[SUPPLIED DATA Boundary: Start]

PR #471, opened 2015-03-20
Alter mintest_game/mods/default/nodes.lua

tenplus1:
Locked chests are checked for ownership when right-clicking to enter and trying to destroy, it is not needed in inventory_move, inventory_put and inventory_take so will save a little server time checking...

### DIFF
--- a/mods/default/nodes.lua
+++ b/mods/default/nodes.lua
@@ -1196,24 +1196,12 @@ minetest.register_node("default:chest_locked", {
 		return inv:is_empty("main") and has_locked_chest_privilege(meta, player)
 	end,
 	allow_metadata_inventory_move = function(pos, from_list, from_index, to_list, to_index, count, player)
-		local meta = minetest.get_meta(pos)
-		if not has_locked_chest_privilege(meta, player) then
-			return 0
-		end
 		return count
 	end,
     allow_metadata_inventory_put = function(pos, listname, index, stack, player)
-		local meta = minetest.get_meta(pos)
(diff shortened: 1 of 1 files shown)


PilzAdam:
I'm not sure that this is safe this way. The server does not know whether a client is displaying a formspec, so malicious clients may send the inventory actions without opening the chest via a right click first.

Sokomine:
The checking for ownership on rightclick is a very annoying "feature". The client can no longer just display the stored formspec but has to request it from the server. Can't you add secret chests instead? Chests people who want to hide their inventory can use, but which can be ignored by players who want to take a look at their chests fast without having to resort to unprotected open chests?

HybridDog:
Are secret chests locked chests with a bolt-on lock?

C1ffisme:
Maybe we could have "Glass Chests" which you can see inside.

kaeza:
Indeed, this is not be safe. It's like a web server assuming the client is a well-intentioned web browser that will play by the rules.

HybridDog:
>It's like a web server assuming the client is a well-intentioned web browser that will play by the rules.

for example you don't have to login if you want to get that sound:
http://freesound.org/people/jspath1/sounds/125431/

just see the address of the preview sound and there replace lq with hq because of guessing lq means low quality and hq…
http://freesound.org/data/previews/125/125431_2154289-hq.mp3

sofar:
These checks need to remain - I stumbled upon the requirement as I was coding up a chest "sharing" idea, and without these checks there's no way to safely do things.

[SUPPLIED DATA Boundary: End]

# [TASK BRIEF]
Only the lines from the one with "Maybe we could" through the end of the material are wanted; copy them exactly, both ends included.

# [EXERCISE SOLUTION]
Maybe we could have "Glass Chests" which you can see inside.

kaeza:
Indeed, this is not be safe. It's like a web server assuming the client is a well-intentioned web browser that will play by the rules.

HybridDog:
>It's like a web server assuming the client is a well-intentioned web browser that will play by the rules.

for example you don't have to login if you want to get that sound:
http://freesound.org/people/jspath1/sounds/125431/

just see the address of the preview sound and there replace lq with hq because of guessing lq means low quality and hq…
http://freesound.org/data/previews/125/125431_2154289-hq.mp3

sofar:
These checks need to remain - I stumbled upon the requirement as I was coding up a chest "sharing" idea, and without these checks there's no way to safely do things.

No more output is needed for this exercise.